**TASK OBJECTIVE**
In the listing below, find the line with "PR #1794, opened 2019-07-26" and the line with "PHP 7.4 will". Repeat those two lines and all lines between them exactly.

━━━━━ MATERIALS PROVIDED

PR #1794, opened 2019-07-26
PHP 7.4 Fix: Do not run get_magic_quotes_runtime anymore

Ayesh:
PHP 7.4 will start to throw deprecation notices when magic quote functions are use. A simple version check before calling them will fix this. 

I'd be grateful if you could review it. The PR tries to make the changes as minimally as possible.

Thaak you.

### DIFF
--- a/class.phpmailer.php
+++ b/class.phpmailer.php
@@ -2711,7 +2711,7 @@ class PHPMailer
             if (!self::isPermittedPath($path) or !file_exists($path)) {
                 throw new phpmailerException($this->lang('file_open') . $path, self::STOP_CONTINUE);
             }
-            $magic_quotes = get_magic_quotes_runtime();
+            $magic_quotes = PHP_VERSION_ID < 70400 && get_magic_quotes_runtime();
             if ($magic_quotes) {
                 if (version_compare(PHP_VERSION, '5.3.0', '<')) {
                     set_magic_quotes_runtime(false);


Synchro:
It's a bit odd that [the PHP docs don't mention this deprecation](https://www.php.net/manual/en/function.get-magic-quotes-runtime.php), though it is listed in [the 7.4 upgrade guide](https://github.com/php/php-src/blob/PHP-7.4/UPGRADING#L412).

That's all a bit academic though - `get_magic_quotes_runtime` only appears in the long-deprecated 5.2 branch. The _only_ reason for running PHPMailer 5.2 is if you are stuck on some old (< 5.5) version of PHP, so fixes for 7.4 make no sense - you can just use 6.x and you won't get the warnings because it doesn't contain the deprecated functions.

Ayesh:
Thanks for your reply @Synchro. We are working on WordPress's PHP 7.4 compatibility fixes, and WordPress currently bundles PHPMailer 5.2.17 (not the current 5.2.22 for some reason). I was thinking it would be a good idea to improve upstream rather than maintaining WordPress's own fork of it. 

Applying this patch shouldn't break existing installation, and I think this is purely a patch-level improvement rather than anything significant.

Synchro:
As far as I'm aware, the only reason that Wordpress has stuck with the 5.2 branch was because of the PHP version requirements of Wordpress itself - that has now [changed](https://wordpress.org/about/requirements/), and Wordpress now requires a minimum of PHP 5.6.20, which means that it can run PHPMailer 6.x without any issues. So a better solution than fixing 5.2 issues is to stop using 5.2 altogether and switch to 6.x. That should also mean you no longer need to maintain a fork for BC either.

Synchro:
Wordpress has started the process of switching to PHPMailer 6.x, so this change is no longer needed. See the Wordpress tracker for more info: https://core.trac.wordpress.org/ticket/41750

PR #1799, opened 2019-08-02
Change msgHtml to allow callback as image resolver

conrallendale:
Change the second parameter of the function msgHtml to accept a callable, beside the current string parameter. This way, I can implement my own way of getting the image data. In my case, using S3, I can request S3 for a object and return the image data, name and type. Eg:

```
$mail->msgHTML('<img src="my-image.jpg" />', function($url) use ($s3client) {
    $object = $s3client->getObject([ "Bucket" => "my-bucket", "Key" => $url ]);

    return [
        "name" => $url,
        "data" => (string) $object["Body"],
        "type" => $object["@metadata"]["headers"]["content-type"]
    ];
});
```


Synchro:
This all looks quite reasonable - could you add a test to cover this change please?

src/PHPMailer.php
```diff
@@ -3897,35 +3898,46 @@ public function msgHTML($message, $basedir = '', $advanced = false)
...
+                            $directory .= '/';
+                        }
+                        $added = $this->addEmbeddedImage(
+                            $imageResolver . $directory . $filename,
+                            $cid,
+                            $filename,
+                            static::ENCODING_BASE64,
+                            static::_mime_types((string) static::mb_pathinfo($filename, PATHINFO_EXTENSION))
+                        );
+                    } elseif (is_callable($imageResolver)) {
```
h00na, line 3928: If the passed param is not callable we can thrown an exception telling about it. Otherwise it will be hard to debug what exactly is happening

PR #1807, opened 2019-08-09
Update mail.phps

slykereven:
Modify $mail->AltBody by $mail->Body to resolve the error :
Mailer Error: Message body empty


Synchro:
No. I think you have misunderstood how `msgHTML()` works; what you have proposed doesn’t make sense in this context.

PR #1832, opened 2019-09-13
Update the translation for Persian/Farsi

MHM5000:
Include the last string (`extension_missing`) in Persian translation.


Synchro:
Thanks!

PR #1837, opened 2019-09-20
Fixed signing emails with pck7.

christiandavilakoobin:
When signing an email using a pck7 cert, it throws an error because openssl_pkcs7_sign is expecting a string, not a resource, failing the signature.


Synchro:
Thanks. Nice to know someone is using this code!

━━━━━━━━━━
━━━━━ MATERIALS PROVIDED

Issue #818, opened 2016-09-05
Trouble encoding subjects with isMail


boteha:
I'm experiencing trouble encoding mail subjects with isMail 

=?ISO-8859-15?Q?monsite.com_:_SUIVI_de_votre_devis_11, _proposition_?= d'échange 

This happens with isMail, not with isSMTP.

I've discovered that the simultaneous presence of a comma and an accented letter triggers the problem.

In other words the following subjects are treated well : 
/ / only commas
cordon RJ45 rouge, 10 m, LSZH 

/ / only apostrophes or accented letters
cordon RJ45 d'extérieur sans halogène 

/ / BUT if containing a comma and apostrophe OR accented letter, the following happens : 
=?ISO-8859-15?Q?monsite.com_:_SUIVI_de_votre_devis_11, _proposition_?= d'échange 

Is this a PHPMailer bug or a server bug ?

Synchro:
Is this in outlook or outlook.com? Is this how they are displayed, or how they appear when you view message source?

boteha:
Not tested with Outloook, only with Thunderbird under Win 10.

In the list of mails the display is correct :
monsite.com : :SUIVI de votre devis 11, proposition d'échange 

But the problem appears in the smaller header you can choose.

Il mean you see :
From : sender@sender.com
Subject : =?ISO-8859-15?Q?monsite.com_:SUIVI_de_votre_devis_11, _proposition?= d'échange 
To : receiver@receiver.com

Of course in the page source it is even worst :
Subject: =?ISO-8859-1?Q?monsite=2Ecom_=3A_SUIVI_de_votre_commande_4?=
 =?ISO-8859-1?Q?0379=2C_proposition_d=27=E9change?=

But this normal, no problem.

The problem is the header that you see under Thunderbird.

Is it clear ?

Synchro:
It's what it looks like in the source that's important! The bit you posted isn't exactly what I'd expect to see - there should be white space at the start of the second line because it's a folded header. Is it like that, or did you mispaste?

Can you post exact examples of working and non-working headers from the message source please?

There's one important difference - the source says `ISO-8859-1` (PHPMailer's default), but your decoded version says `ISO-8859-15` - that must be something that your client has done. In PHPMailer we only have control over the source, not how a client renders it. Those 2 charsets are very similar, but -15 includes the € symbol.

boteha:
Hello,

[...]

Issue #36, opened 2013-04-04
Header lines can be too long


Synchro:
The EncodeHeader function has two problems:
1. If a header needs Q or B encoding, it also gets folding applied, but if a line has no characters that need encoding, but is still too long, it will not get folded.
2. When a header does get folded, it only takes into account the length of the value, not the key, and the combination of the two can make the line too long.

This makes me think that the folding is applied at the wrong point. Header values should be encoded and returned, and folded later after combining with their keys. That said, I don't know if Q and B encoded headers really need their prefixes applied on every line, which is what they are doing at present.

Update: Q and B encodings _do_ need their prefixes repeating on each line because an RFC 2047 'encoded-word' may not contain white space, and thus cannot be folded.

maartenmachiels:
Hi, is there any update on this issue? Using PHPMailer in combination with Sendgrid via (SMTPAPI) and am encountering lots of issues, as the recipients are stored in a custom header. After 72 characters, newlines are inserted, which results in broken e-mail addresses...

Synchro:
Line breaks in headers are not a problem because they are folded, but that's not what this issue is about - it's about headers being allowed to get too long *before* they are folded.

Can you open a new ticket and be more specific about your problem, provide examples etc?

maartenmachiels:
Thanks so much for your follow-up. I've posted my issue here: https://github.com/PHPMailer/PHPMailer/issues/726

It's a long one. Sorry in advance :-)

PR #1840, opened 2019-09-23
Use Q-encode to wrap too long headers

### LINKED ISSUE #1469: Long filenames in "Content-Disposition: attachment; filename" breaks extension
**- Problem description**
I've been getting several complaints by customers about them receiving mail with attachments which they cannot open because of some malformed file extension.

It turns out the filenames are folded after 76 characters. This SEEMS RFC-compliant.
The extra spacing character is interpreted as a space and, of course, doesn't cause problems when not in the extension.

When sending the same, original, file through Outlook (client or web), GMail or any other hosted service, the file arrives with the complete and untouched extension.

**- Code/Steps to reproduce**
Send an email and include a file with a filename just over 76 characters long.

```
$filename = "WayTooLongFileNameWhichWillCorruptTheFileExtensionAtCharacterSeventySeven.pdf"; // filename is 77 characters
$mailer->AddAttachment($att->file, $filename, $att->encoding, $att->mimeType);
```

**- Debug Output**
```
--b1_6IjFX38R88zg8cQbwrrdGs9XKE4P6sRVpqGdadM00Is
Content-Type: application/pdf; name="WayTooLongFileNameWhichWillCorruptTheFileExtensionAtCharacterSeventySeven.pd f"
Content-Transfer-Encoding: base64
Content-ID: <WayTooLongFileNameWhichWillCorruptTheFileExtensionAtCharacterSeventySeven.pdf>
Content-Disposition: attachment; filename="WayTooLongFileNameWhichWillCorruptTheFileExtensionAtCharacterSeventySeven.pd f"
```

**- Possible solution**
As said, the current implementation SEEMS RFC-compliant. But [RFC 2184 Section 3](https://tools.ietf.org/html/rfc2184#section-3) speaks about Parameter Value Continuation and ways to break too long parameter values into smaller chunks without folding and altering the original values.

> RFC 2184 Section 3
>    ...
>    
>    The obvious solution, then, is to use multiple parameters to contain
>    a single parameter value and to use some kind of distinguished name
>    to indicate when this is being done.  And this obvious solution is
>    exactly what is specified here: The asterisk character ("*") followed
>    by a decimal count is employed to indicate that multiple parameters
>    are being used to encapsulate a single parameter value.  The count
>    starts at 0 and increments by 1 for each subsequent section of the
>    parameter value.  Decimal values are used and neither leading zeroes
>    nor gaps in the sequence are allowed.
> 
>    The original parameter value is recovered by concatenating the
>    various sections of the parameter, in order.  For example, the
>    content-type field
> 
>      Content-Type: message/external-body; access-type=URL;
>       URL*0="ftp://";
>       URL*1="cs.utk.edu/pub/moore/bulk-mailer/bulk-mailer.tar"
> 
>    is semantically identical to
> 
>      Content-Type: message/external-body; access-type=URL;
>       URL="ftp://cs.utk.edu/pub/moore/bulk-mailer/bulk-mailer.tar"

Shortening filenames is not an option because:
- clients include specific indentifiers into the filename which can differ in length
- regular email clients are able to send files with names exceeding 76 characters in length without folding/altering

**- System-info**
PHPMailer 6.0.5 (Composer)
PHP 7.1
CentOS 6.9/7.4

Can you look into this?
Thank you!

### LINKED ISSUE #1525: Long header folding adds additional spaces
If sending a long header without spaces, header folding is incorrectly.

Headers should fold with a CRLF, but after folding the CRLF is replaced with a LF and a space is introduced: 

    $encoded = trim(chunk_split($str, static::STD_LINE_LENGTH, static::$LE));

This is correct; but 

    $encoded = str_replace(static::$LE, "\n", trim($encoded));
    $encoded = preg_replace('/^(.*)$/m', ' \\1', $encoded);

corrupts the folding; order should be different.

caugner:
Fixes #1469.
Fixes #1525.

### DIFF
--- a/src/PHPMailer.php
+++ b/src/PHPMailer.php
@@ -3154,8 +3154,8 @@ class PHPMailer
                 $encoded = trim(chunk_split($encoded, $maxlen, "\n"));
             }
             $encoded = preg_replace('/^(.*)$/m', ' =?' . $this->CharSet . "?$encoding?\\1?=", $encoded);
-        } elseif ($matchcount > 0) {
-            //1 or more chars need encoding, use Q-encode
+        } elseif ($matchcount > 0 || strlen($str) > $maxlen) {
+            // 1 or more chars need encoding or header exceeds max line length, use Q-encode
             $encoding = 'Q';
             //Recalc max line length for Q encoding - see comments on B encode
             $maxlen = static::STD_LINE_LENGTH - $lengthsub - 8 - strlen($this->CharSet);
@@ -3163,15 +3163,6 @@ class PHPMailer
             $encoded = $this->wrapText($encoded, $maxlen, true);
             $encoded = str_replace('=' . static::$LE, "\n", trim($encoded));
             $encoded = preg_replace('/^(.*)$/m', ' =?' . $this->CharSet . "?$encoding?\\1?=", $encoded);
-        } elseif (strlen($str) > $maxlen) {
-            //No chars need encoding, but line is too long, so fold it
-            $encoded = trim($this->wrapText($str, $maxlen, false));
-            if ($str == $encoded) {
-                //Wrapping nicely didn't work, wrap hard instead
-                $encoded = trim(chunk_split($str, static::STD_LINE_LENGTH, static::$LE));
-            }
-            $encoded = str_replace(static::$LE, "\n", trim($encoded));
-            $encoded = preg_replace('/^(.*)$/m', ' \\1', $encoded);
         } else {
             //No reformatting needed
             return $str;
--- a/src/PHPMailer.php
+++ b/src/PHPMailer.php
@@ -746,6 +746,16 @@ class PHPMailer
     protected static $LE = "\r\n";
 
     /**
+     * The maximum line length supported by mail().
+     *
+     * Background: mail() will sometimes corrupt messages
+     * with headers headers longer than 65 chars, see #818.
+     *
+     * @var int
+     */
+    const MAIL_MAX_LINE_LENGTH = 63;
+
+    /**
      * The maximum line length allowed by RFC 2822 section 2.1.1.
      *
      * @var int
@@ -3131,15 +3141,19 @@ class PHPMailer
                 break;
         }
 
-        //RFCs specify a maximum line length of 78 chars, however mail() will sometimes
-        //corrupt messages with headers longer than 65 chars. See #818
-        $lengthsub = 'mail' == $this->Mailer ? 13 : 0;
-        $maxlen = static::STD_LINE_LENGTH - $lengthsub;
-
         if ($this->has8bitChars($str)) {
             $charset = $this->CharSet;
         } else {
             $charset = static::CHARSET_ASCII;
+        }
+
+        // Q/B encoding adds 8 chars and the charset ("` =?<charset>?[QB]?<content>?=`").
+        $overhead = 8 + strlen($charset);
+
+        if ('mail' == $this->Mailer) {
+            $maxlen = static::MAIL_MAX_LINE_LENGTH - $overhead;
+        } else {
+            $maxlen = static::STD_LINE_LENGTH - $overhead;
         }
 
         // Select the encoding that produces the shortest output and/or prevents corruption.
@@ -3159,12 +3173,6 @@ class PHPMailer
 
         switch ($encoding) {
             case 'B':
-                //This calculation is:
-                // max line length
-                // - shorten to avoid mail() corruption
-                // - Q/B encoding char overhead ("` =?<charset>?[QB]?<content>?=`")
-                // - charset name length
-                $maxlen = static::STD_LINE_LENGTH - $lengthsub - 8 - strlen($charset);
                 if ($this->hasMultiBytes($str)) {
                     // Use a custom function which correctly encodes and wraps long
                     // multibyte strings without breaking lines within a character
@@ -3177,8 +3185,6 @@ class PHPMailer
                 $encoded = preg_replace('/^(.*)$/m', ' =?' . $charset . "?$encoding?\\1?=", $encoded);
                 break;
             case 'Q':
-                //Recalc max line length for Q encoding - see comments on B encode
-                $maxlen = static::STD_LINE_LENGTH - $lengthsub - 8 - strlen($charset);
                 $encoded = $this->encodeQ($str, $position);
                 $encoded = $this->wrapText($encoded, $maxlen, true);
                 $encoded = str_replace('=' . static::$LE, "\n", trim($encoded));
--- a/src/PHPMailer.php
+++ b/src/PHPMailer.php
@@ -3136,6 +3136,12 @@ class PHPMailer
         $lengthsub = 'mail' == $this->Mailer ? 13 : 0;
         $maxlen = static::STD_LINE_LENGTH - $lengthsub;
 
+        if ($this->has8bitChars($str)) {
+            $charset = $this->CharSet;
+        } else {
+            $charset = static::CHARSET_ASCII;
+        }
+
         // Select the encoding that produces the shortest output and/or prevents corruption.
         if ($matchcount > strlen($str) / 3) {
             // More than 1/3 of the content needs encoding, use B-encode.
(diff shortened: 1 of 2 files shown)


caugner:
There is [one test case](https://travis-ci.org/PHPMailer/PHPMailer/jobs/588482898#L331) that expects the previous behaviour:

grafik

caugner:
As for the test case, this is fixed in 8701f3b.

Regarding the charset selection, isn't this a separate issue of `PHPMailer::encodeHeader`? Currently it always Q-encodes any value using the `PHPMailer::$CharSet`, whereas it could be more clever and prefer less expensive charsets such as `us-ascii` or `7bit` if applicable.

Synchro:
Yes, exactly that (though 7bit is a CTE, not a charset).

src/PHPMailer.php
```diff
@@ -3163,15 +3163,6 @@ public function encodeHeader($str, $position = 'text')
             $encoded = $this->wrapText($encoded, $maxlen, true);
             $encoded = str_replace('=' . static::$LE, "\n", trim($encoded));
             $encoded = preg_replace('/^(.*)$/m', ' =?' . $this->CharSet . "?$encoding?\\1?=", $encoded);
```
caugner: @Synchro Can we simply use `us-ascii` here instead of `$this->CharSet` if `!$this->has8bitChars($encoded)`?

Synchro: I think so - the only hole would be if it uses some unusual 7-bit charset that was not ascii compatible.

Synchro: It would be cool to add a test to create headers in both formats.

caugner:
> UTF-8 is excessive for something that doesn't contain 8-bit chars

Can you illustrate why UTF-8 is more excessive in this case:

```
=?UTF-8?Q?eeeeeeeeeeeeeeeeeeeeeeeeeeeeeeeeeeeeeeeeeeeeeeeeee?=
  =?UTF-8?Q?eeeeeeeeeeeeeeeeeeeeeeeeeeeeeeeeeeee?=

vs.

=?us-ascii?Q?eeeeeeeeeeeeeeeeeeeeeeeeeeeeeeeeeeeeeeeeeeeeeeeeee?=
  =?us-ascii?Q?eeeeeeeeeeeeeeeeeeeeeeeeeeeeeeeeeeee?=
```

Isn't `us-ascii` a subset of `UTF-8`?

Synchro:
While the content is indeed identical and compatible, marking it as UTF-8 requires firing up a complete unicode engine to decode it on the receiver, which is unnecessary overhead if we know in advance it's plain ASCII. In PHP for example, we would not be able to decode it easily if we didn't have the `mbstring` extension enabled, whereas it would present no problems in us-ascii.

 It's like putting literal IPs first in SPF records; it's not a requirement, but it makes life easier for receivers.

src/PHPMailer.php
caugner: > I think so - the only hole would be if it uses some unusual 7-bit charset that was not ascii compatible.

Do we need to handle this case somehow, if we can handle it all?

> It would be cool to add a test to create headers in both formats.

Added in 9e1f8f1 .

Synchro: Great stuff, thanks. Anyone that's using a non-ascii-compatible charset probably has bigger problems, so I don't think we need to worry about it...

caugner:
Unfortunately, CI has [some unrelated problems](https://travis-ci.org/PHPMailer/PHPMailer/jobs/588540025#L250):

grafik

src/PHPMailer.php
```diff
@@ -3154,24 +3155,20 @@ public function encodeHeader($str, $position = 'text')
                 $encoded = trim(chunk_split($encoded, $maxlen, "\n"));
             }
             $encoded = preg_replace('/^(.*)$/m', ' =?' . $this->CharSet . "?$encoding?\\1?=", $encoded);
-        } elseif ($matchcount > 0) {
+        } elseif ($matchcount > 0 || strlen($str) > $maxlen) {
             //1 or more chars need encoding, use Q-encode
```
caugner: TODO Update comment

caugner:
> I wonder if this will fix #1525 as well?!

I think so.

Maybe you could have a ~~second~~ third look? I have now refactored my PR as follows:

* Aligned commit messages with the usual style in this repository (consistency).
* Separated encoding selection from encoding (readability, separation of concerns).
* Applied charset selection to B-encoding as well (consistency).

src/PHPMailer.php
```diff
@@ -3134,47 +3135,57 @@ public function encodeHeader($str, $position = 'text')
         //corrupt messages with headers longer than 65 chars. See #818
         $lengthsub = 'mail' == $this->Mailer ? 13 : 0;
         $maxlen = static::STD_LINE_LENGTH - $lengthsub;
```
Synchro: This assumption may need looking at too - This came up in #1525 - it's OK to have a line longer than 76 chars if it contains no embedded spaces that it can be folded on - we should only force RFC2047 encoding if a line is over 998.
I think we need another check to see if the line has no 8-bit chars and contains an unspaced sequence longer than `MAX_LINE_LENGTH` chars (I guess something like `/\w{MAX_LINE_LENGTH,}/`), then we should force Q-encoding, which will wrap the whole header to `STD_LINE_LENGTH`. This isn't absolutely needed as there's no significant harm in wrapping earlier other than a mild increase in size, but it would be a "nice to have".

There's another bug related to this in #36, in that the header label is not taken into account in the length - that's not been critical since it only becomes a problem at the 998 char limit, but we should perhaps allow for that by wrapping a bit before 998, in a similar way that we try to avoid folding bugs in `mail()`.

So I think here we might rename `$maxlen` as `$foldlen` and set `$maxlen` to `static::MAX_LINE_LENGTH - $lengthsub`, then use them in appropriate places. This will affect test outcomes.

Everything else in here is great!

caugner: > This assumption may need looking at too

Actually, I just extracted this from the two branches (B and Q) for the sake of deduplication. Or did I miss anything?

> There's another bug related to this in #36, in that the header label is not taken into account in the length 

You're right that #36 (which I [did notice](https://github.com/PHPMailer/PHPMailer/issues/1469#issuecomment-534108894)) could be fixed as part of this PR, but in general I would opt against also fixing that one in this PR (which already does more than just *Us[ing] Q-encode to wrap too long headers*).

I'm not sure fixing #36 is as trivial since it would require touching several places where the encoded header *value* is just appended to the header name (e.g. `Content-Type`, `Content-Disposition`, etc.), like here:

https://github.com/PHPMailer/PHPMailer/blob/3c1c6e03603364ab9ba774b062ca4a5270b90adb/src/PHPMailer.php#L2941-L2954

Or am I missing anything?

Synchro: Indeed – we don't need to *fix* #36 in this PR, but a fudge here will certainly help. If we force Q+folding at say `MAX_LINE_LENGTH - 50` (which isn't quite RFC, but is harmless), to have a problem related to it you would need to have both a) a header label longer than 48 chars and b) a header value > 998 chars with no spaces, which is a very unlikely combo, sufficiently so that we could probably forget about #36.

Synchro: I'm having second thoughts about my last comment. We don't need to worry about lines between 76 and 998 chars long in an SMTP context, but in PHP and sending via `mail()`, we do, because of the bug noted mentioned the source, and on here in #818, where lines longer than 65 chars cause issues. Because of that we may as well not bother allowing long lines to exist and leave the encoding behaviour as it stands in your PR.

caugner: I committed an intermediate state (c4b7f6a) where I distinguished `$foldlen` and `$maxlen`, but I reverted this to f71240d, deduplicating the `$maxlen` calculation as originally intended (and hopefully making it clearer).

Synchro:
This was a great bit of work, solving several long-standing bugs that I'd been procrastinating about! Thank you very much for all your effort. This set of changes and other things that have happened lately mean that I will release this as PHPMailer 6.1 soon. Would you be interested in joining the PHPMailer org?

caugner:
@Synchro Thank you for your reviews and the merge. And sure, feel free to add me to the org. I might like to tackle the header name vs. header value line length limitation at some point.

━━━━━━━━━━

**ANSWER SECTION**
PR #1794, opened 2019-07-26
PHP 7.4 Fix: Do not run get_magic_quotes_runtime anymore

Ayesh:
PHP 7.4 will start to throw deprecation notices when magic quote functions are use. A simple version check before calling them will fix this. 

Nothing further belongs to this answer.